Comenzamos saliendo de La Encantada de Villa (20km al sur de Lima)








Por los pantános
















Ya en la carretera pasamos por Conchán








Desvío hacia Pachacamac y Lurín








Esta salió borrosa...








La Isla Ballena al fondo (bueno nosé como se llama en verdad pero yo le digo Ballena)








Fábrica de Unique








Condominio Islas de San Pedro








Entrando a Pulpos








Edificios en medio del desierto pero deben tener excelentes vistas al mar, se ve la carretera antigua.

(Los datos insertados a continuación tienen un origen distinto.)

PR #476, opened 2022-11-16
Add pre-commit to the project

akatsoulas:


.pre-commit-config.yaml
```diff
@@ -0,0 +1,22 @@
+default_language_version:
+  python: python3.7
```
escattone, line 2: Since this will be running on the user's machine, it seems better to keep this as general as possible, or am I missing something? For example, specifying `python3.7` caused `pre-commit` to fail on my machine because I only have Python 3.10 installed.
```suggestion
default_language_version:
  python: python3
```

.pre-commit-config.yaml
```diff
@@ -0,0 +1,22 @@
...
+      - id: check-merge-conflict
+      - id: debug-statements
+      - id: trailing-whitespace
+      - id: check-ast
+  - repo: https://github.com/psf/black
+    rev: 22.10.0
+    hooks:
+      - id: black
+        files: "mozilla-django-oidc/|integration_tests/|tests/"
+        language_version: python3.7
```
escattone, line 18:
```suggestion
        language_version: python3
```

escattone (changes requested):
In addition to the suggestions below, I think we should also include in this PR the changes needed to ensure a clean pre-commit:
```sh
(mozilla-django-oidc) repos/mozilla-django-oidc % pre-commit run --all-files
[INFO] Installing environment for https://github.com/psf/black.
[INFO] Once installed this environment will be reused.
[INFO] This may take a few minutes...
[INFO] Installing environment for https://github.com/pycqa/flake8.git.
[INFO] Once installed this environment will be reused.
[INFO] This may take a few minutes...
check for added large files..............................................Passed
check for case conflicts.................................................Passed
check for merge conflicts................................................Passed
debug statements (python)................................................Passed
trim trailing whitespace.................................................Failed
- hook id: trailing-whitespace
- exit code: 1
- files were modified by this hook

Fixing docs/installation.rst
Fixing HISTORY.rst
Fixing CODE_OF_CONDUCT.md

check python ast.........................................................Passed
black....................................................................Passed
flake8...................................................................Failed
- hook id: flake8
- exit code: 1

docs/conf.py:14:11: E401 multiple imports on one line
docs/conf.py:27:1: E402 module level import not at top of file
docs/conf.py:28:1: E402 module level import not at top of file
docs/conf.py:189:5: E265 block comment should start with '# '
docs/conf.py:191:5: E265 block comment should start with '# '
docs/conf.py:193:5: E265 block comment should start with '# '
```

.pre-commit-config.yaml
akatsoulas: We need to ensure compatibility with Python 3.7. If a user submits a PR with valid Python 3.10 there is a chance that it won't be compatible with Python 3.7. For example a `match` statement

akatsoulas: We need to ensure compatibility with Python 3.7. If a user submits a PR with valid Python 3.10 there is a chance that it won't be compatible with Python 3.7. For example a `match` statement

Publicidad de Coca Cola y Lan








El pino que enseña la entrada a Santa María








La belleza del desierto








Seguimos hacia el sur , el desierto cerca a las playas La Tiza, La Quipa, La Honda y Pelícanos








El desierto de Pucusana








Saliendo de Pucusana
















Canarias








Grama








Lagunas de Puerto Viejo (lamentablemente los árboles lo tapan)








Puerto Nuevo








Antigua Hacienda San José, hoy un condominio privado, en la parte sur está Iguana Camp.








Campos Agrícolas








Convirtiendo el desierto verde (no se crean los Trujillanos que esto solo pasa en su región....para que vean que aquí también podemos).








Desvío a San Antonio








Ese camino de trocha te lleva a una playa al costado de San Antonio que no me acuerdo como se llama








Estas lagunas artificiales no se como se llaman...tampoco se su propósito.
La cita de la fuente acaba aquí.